Users and profiles
Access to Mawidabp is controlled by profiles. Each user has at least one profile in an organization; that profile determines what they can see and what they can do. This page covers how to onboard users, define profiles, and assign privileges. For the general security concepts (authentication, MFA, system log), see Security and traceability.
Profile types
Each profile has a type that fixes the user's functional role:
| Type | Main responsibility |
|---|---|
| Audit manager | Oversees the entire audit operation. |
| Supervisor | Reviews and approves reports. Can issue the final audit report. |
| Senior auditor | Auditor with additional privileges. |
| Auditor | Executes reviews, documents working papers, records findings. |
| PAI | User and profile administration. |
| Auditee | Sees only the Follow-up module and assigned issues. |
A single user can have different profiles in different organizations.
Privileges
For each module, a profile can have any combination of:
- Read
- Modify
- Delete
- Approve
Privileges combine with the profile type to fine-tune what each user sees and can do.
Create or modify a user
When there is no integration with a corporate identity provider:
- Administration → Security → Users → New.
- Fill in:
- Name, last name, email.
- Username.
- Initial password.
- Profiles in one or more organizations.
- Position and Hierarchical superior (useful for finding escalation).
- Create user.
To modify, you edit from the same listing with the pencil icon.
Removing users
Removal does not delete historical data; the user is deactivated but their traceability in findings, comments, and working papers is preserved.
- Edit the user.
- Deactivate.
Integration with Active Directory or Entra ID
When Mawidabp is integrated with a corporate identity provider, user management is simpler:
- Authentication and password administration are handled by the provider.

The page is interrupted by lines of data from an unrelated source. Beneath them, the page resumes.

PR #180, opened 2021-02-26
[13.0][FIX] stock_reception_screen: split the move before validating

sebalix:
When we process a partial qty on the last move of the operation, the
operation should not be validated otherwise it'll create a backorder for
the remaining qty to receive.
Instead we have to split the current move with the remaining qty to
receive, so we get two moves and we only validate the current one.
Before commit 707013a8105ae5cf86008b0a3014dbeb1fba0cb6 it was not necessary
because the call to `_action_done` were already taking care of splitting
the partial processed qty to a new move.

Ref. 2139

### DIFF
--- a/stock_reception_screen/models/stock_reception_screen.py
+++ b/stock_reception_screen/models/stock_reception_screen.py
@@ -1,7 +1,12 @@
 # Copyright 2020 Camptocamp SA
 # License AGPL-3.0 or later (http://www.gnu.org/licenses/agpl)
 
-from odoo import _, api, exceptions, fields, models
+from odoo import _, api, exceptions, fields, models, tools
+
+
+def gt(value1, value2, digits):
+    """Return True if value1 is greater than value2"""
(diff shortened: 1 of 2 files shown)


TDu (approved):

stock_reception_screen/models/stock_reception_screen.py
```diff
@@ -490,12 +490,16 @@ def process_select_product(self):
...
-        """
+        """Split the current move with the move line qty done and validate it."""
         if self.current_move_line_id and self.current_move_id:
+            remaining_qty = (
+                self.current_move_id.product_uom_qty
+                - self.current_move_line_id.qty_done
+            )
+            # We don't want to create a new move with a negative qty if we
+            # receive more than expected.
+            if remaining_qty > 0:
```
simahawk: `float_compare` not necessary?

sebalix: fixed

simahawk (approved):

- Each Mawidabp profile corresponds to a group in the directory. The profile's name equals the group's name.
- When a user is added to a group in AD/Entra ID, they become associated with the corresponding Mawidabp profile after syncing.
Example mapping between groups and profiles
| AD group | Mawidabp profile | Description |
|---|---|---|
MawidabpAIGerente | MawidabpAIGerente | Internal audit manager |
MawidabpAISupervisor | MawidabpAISupervisor | Audit supervisors |
MawidabpAISenior | MawidabpAISenior | Seniors |
MawidabpAIAuditor | MawidabpAIAuditor | Regular auditors |
MawidabpPAI | MawidabpPAI | User and profile administration |
Company | Company | All auditable users (organization employees) |
Onboarding flow when integrated
- The IT security area adds the user to the corresponding group in AD/Entra ID.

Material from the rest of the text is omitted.